→ **Description of the task**
Only the lines that contain the string "phase" belong in the answer; pull them from the records.

Top of Extracted records

PR #1906, opened 2023-07-03
[master] Maven plugins and dependencies update

rfelcman:
Plus:
- fixes different location (XPath) in test HTML reports as maven-surefire-report-plugin uses different site skin
- jar-test-sources unnecessary calls removal
- document generation (asciidoctorj) plugin and dependencies update (latest are not functional)

### DIFF
--- a/bundles/nightly/pom.xml
+++ b/bundles/nightly/pom.xml
@@ -72,7 +72,7 @@
                 <artifactId>maven-antrun-plugin</artifactId>
                 <executions>
                     <execution>
-                        <phase>process-resources</phase>
+                        <phase>generate-resources</phase>
                         <goals>
                             <goal>run</goal>
                         </goals>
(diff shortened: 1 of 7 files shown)


bundles/nightly/pom.xml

Bottom of Extracted records

→ **Reply**
-                        <phase>process-resources</phase>
+                        <phase>generate-resources</phase>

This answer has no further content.